“While flying an Allied fighter plane from Paris to England, American ATA pilot and amateur poet, Rose Justice, is captured by the Nazis and sent to Ravensbrück, the notorious women's concentration camp. Trapped in horrific circumstances, Rose finds hope in the impossible through the loyalty, bravery and friendship of her fellow prisoners. But will that be enough to endure the fate that’s in store for her?
Elizabeth Wein, author of the critically-acclaimed and best-selling Code Name Verity, delivers another stunning WWII thriller. The unforgettable story of Rose Justice is forged from heart-wrenching courage, resolve, and the slim, bright chance of survival.”
“Fight with realistic hope, not to destroy all the world’s wrong, but to renew its good.”
They do say, be careful what you wish for because you might just get it. Rose Justice learns that lesson all to well. Only 18 years old she is one of the youngest pilots involved in the war effort. Flying planes to transfer them from one airfield to another, what she really wants is permission to fly missions in to war-torn Europe. When she does get that opportunity through her uncle’s influence it turns into her first and last trip. While she safely delivers her passengers at their destination, she goes missing on the return trip. Nobody knows what happened to her, nobody knows where she went down, everybody, while hoping that she may be alive, is starting to realize that she has probably died.
But Rose hasn’t died. She’s been intercepted by German planes and captured. Through an administrative error she ends up in Ravensbrück Concentration Camp. Here she’ll experience horror, fear, hunger and desperation. In Ravensbrück she will also discover friendship and loyalty beyond her imagination.
“I’m done with it now – dry words on a page. The reality was much worse.” – Rose about when she arrives in Ravensbrück.
This is not an easy book to read. The reader is lulled into a false sense of security during the first part of the book which details Rose’s time in England, flying planes from one airport to another. In fact, by the time everything goes horribly wrong for Rose the reader is as ill prepared for what she is about to face as the character is. Like I said in my review of “Code Name Verity” I have in the past read a lot of books about WW II and I honestly thought there wasn’t a lot I didn’t know about. But, while I did know that the Germans used their prisoners for medical experiments, I did not know that the victims were called “Rabbits”.
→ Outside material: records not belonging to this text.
Issue #862, opened 2024-09-27
Table of bootable containers


deboer-tim:
### Is your enhancement related to a problem? Please describe

We show (built) disk images, but if you want to see your bootable containers you need to go to Images, where it's hard to see the list of bootable ton

### Describe the solution you'd like

Add a page similar to Images within the extension, but only show bootable containers.

In keeping with Podman Desktop design, we will likely need to create a subnav like Kubernetes or AI Lab and have multiple pages within the extension.

PR #1481, opened 2025-04-01
feat: bootable images icon

deboer-tim:
### What does this PR do?

When I added the resource card for bootc images to the Dashboard I reused the 'disk image' icon because we didn't have one for bootc images. I forgot we actually do have an icon that's used for bootc images on the Podman Desktop Images page.

This just turns the same icon (from the woff in backend) into a Svelte component so that it can be used by the frontend, and switches the Dashboard to use it.

### Screenshot / video of UI

Bootc images in the Images page (just showing which icon is currently used):

Screenshot 2025-03-31 at 9 26 33 PM

Dashboard before:

Screenshot 2025-03-31 at 9 24 51 PM

Dashboard after:

Screenshot 2025-03-31 at 5 05 15 PM

Icon needed as part of #862, noticed the discrepancy on the dashboard while creating it.

### How to test this PR?

Confirm image change on the Dashboard.


gastoner (commented):
For Icon LGTM
But the change with the `/images/` path is not working for me:

https://github.com/user-attachments/assets/ba92e0d8-77af-4604-9dd7-0ad8e2fab850

deboer-tim:
> For Icon LGTM But the change with the `/images/` path is not working for me:

Doh, sorry - that was part of another PR. Removed the link change, clicking on images should go nowhere before or after this change again (until we complete #862).

benoitf (approved):

cdrage (approved):
Appears and confirm it works.

LGTM!

PR #1487, opened 2025-04-01
chore: added progress verbose flag to image builder

### LINKED ISSUE #1305: Disable "progress bar" of bootc-image-builder container.

New bootc-image-builder introduces a "progress bar" that's enabled by default:

Image

This messes up our logging output / it's no longer very verbose.

We can disable this via: https://github.com/osbuild/bootc-image-builder?tab=readme-ov-file#detailed-description-of-optional-flags I believe with --progress=verbose to no longer use the progress bar.

_No response_

### Additional context

_No response_

gastoner:
### What does this PR do?
Adds `--progress verbose` flag to image builder

Closes #1305 

### How to test this PR?
Try to build an image, you should no longer see the progress bar. Instead, you should see detailed log


benoitf (approved):

feloy:
I can see in the issue that the prefered way would be to fix the terminal display instead. Did you try that direction? (by setting a different TERM for example?)

axel7083 (approved):
LGTM Codewise

gastoner:
> I can see in the issue that the prefered way would be to fix the terminal display instead. Did you try that direction? (by setting a different TERM for example?)

Not really since it is not goal of the issue

feloy (approved):

Issue #1488, opened 2025-04-02
`Pull image` button state for first time user does not persist when leaving the webview


axel7083:
### Bug description

When pulling the image on low internet connection this may take a while, but leaving the page and coming back, the button is restored to the default state.

https://github.com/user-attachments/assets/7fb06ea5-ae1b-4c77-9feb-55a390bcbe5b

Same for examples page

![Image](https://github.com/user-attachments/assets/9e2eac6d-df87-4248-8bc5-8058636f1f9e)

### Operating system

Windows 11

### Version

next (development version)

### Steps to reproduce

This is a bit weird, because I try to pull an example, and I don't see any task in the Task Manager, and the state lost if I leave the page

### Relevant log output

```shell

```

PR #1489, opened 2025-04-02
chore: refactor image pull logic and provide image store

deboer-tim:
### What does this PR do?

For disk images (historyInfo) we use a store that's updated via an event (MSG_HISTORY_UPDATE). For container images things are a lot more complicated:
- The list of images on the Dashboard and Examples pages was not reactive, just comes from the API on page load.
- pullImage() is async - but the promise would never fail.
- Since bootc images tend to be > 1Gb, pullImage() almost always times out in the RPC browser.
- A MSG_IMAGE_PULL_UPDATE event was fired and the pages would update state accordingly based on the event.
- The dashboard has a disclaimer after 5s - but this would show in 10s or not at all b/c pullImage would time out.

This commit fixes pullImage and replaces the event logic with an image store:
- pullImage() now returns errors if they occur, and is added to the 'no timeout' list so that it works async correctly.
- A generic MSG_IMAGE_UPDATE is fired when the pull is complete.
- A new ImageInfo store provides a reactive object identical to the disk image store.
- Pages are updated to use the store and remove event logic.

I don't particularly want to create another store, but they are not deprecated in Svelte 5 and using a store moves us in the right direction: consistency for both types of images, and pages updated to use a single/shared reactive object.

### Screenshot / video of UI

N/A

Required for #862.

### How to test this PR?

Delete existing bootc images if you have then.

Go to the Bootc Dashboard and pull the example image, make sure the button disables, disclaimer appears after 5s, and when the pull is complete the button re-enables, disclaimer disappears, and image count updates.

Go to the Examples page, pull an image and ensure the button disables, and re-enables/updates when complete.

Do not change pages while pulling, you'll hit unrelated issue #1488. :)

### DIFF
--- a/packages/frontend/src/lib/dashboard/Dashboard.svelte
+++ b/packages/frontend/src/lib/dashboard/Dashboard.svelte
@@ -2,16 +2,15 @@
 import BootcSelkie from '../BootcSelkie.svelte';
 import Link from '../Link.svelte';
 import { faArrowCircleDown, faCube } from '@fortawesome/free-solid-svg-icons';
-import { onMount, tick } from 'svelte';
-import { bootcClient, rpcBrowser } from '../../api/client';
-import { Messages } from '/@shared/src/messages/Messages';
 import { router } from 'tinro';
+import { tick } from 'svelte';
+import { bootcClient } from '../../api/client';
 import { Button, Expandable } from '@podman-desktop/ui-svelte';
-import type { ImageInfo } from '@podman-desktop/api';
 import DashboardPage from '../upstream/DashboardPage.svelte';
 import DashboardResourceCard from '../upstream/DashboardResourceCard.svelte';
 import DiskImageIcon from '../DiskImageIcon.svelte';
 import DashboardGuideCard from '../upstream/DashboardGuideCard.svelte';
+import { imageInfo } from '../../stores/imageInfo';
 import { historyInfo } from '../../stores/historyInfo';
 import osbuildImage from './osbuild.png';
 import redhatImage from './redhat.png';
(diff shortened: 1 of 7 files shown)


axel7083 (approved):
LGTM, tested following the steps you provided (including staying on the same page :p)

packages/frontend/src/lib/dashboard/Dashboard.svelte
```diff
@@ -52,36 +48,18 @@ async function pullExampleImage(): Promise<void> {
       // Ensure UI updates to reflect the new state
       tick().catch((e: unknown) => console.error('error updating disclaimer', e));
     }
-  }, 5000);
-}
+  }, 5_000);
 
-onMount(async () => {
-  bootcAvailableImages = await bootcClient.listBootcImages();
+  await bootcClient.pullImage(exampleImage);
```
axel7083, line 53: something more robust would to do the following
```suggestion
  await bootcClient.pullImage(exampleImage).finally(() => {
    pullInProgress = false;
    displayDisclaimer = false;
  });
```

this would ensure that if pullImage throw an error, we still stop the loading animation

axel7083: You can also use the non-promise version

```suggestion
  try {
    await bootcClient.pullImage(exampleImage);
  } finally {
    pullInProgress = false;
    displayDisclaimer = false;
  }
```

deboer-tim: You're right, thanks. 👍🏼 Went with the first option in new commit.

gastoner (approved):
LGTM on Linux

cdrage (approved):

PR #1493, opened 2025-04-03
chore(test): creating e2e tests for examples bootc page

cbr7:
### What does this PR do?
Adds new e2e tests to check building of example bootable images.

https://github.com/podman-desktop/extension-bootc/issues/1376

### DIFF
--- a/tests/playwright/src/bootc-extension.spec.ts
+++ b/tests/playwright/src/bootc-extension.spec.ts
@@ -211,7 +211,7 @@ test.describe('BootC Extension', () => {
 
   for (const example of examples) {
     test.describe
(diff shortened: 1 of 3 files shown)


deboer-tim (approved):
Nice addition! Approving, one follow-up suggestion and a question:

- I'm not sure how to handle the image name mapping, but could we make this dynamic in the future? i.e. pull the list of examples from the page itself to avoid breakage when the list of examples is updated.
- Like all bootc images, the examples are large. When I manually run this earlier in the week it failed 1/4 times purely due to network. Do the e2e tests use a cache/proxy to help avoid stability issues / dependency on external registry?

PR #1516, opened 2025-04-08
chore(test): switching to smaller image to reduce test flakyness

cbr7:
### What does this PR do?
Tries to better handle test flakyness that comes from pulling big images on cloud environments.

### DIFF
--- a/tests/playwright/src/bootc-extension.spec.ts
+++ b/tests/playwright/src/bootc-extension.spec.ts
@@ -200,8 +200,8 @@ test.describe('BootC Extension', () => {
 
   const examples = [
     {
-      appName: 'Apache httpd',
-      imageName: 'registry.gitlab.com/fedora/bootc/examples/httpd:latest',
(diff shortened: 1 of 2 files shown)


axel7083 (commented):
Not sure the size reduction is significant?

- `registry.gitlab.com/fedora/bootc/examples/httpd:latest` is 1.7GB
- `registry.gitlab.com/fedora/bootc/examples/app-podman-systemd:latest` is 1.67

cbr7:
@axel7083 for me it shows the other as 1.61 GB, it's not much but it's something, I've been seeing the tests time out waiting for the image to be downloaded.

cbr7:
@axel7083 we're testing here the actual examples provided by the extension, I don't know if @deboer-tim would want to add some kind of fake image to use in testing, but even so we'd still need to check the real ones to make sure they work I'd think.

deboer-tim (approved):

And it is those “Rabbits” that this book is really about. Rose may be the main character, she may be the one telling this story but she is really only a mouthpiece used to describe horrors that are hard to imagine, even though we know they are true. Horrors so extreme that the world refused to believe them until it was forced to view the (living) evidence. Rose is incapable of telling her fellow prisoners that while the plight of the Rabbits had been reported in England, people hearing about it refused to believe it and brushed it off as propaganda. Because some things are just too hard to believe. However, if there is anybody out there who doubts that the things described in the section of this book set in Ravensbrück are true, if anyone finds themselves thinking that friendship couldn’t exist in such a place, that (young) people couldn't possibly survive such an experience, that it wasn't possible to cheat certain death, or that escape was impossible I would tell them to read Samuel Pisar’s memoir “Of Blood and Hope” and never doubt again.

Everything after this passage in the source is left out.